I don't know if this is some sort of fact or true. It seems that when I use a blur based rom (Liberty) my screen looks alot cleaner and crisper. Not that AOSP Roms are bad they just don't seem to look as good. Has anyone else noticed this or am I just seeing things?


----------



## x.v_ (Aug 23, 2011)

I notice absolutely no difference.


----------



## DXC (Aug 16, 2011)

the hardware modules and libraries are the same, i think its in your head


----------



## kinnerful (Sep 6, 2011)

I do notice some banding in CM7 while none was present in stock. But I guess that has to do with color depth instead of resolution.


----------



## UnfedBear67 (Jul 31, 2011)

Ya I might just be imaging it, but for some reason it looks a little better


----------



## chefthomas99 (Aug 4, 2011)

Which one does porn look better on?


----------



## firedawg24 (Oct 5, 2011)

chefthomas99 said:


> Which one does porn look better on?


Lol, I don't know but hi-def porn is not always a good thing.

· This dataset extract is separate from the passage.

PR #2116, opened 2018-07-05
Upgrade to JupyterLab 0.33.0rc1

jasongrout:
Upgrades JupyterLab support to 0.33.0rc1.

TODO:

Sent from my DROIDX using Tapatalk


----------



## chefthomas99 (Aug 4, 2011)

"firedawg24 said:


> Lol, I don't know but hi-def porn is not always a good thing.
> 
> Sent from my DROIDX using Tapatalk


True that...


----------



## Nemo aeternamn (Aug 23, 2011)

hmm... i haven't noticed that... it always look awesome... i'd have to agree with dxc...lol


----------



## UnfedBear67 (Jul 31, 2011)

I guess I'm just seeing things.


----------



## Omega Blaze (Sep 3, 2011)

This thread is a fail. Its all on your head.= ]
But let's look at the bright side. If you DO want better resolution, you can change your dpi. Download "Lcd Resolutions" from the market.

Sent from my DROIDX using RootzWiki Forums


----------



## x.v_ (Aug 23, 2011)

Omega Blaze said:


> This thread is a fail. Its all on your head.= ]
> But let's look at the bright side. If you DO want better resolution, you can change your dpi. Download "Lcd Resolutions" from the market.
> 
> Sent from my DROIDX using RootzWiki Forums


...except that doesn't change the resolution, just the scale of things.


----------